Sage Pippalada then asks Jabali if there is a way to gain this knowledge, one by which one is liberated unto salvation. Jabali answers yes, and the first step, he asserts, is to smear oneself with holy ash, reciting and remembering the mantra that everything is or will soon become ash. This, asserts the text in verse 19, is what Vedas discusses. Combine the holy ash or Bhasma in water, apply it as three streaks to the head, forehead, and shoulders, simultaneously reciting the hymns trayayusham and tryambakam as prayer to "Shambhava" (Lord Shiva).

How should the three lines be applied, Jabali is asked. The text states in verse 22, the three lines should occupy all of the forehead. The three lines signify the trimurti of Brahma, Vishnu and Shiva. The top line represents “Garhapathya” agni or home fire, syllable “Aa” of AUM, one's own body (self), Rajas guna, the power to act, the Rigveda, ushakala (twilight hour) or early morning hour, and is the personification of Brahma. The second streak or the middle line denotes "Dakshinagni", syllable “Uu” of AUM, Sattva Guṇa (virtue), atman (soul, innermost self), the power to will, Yajurveda, midday, and is the personification of Vishnu. The third streak of bhasma or ash line represents the "Ahavaniya agni", the syllable "Ma" of AUM, the Supreme Self (Brahman), the power to know, the heavens, Tamas guna, Samaveda, evening time, and is personified by Shiva.

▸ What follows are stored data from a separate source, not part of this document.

PR #241, opened 2022-05-24
Make Ray MLDataset an optional dependency

jjyao:
Ray 2.0 will remove deprecated MLDataset, which will break raydp. This PR makes MLDataset an optional dependency so raydp will work with Ray 2.0.  Eventually we should delete MLDataset from raydp and use Ray Dataset instead.

### DIFF
--- a/python/raydp/spark/__init__.py
+++ b/python/raydp/spark/__init__.py
@@ -15,16 +15,22 @@
 # limitations under the License.
 #
 
-from .dataset import RayMLDataset, \
-                     spark_dataframe_to_ray_dataset, \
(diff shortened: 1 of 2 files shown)


kira-lin:
Have you tested this solved the issue in ray? In estimator.py, torch/, tf/, MLDataset is also imported. I think we also need to change that.

jjyao:
In the Ray test (i.e test_raydp_dataset.py), estimator.py, torch, tf, etc are not imported so it should be fine. Also I think you will change them to use Ray Dataset instead so I didn't touch them.

kira-lin:
OK, I'll merge this first, and release the nightly soon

Smearing of the holy Bhasma or ash by a person, whether he is a brahmacharya, grihastha, vanaprastha or sannyasa frees him from sins, makes him aware of the essence of the Vedas, gets him the benefit of bathing in holy rivers, and frees him from samsara.

==Bibliography==
- Sastri, AM (1950). "The Śaiva-Upanishads with the commentary of Sri Upanishad-Brahma-Yogin"
- Hattangadi, Sunder (2000). "जाबाल्युपनिषत् (Jabali Upanishad)"
- Kramrisch, Stella (1981). "The Presence of Śiva"
- Deussen, Paul (1997). "Sixty Upanishads of the Veda"
- Tinoco, Carlos Alberto (1997). "Upanishads"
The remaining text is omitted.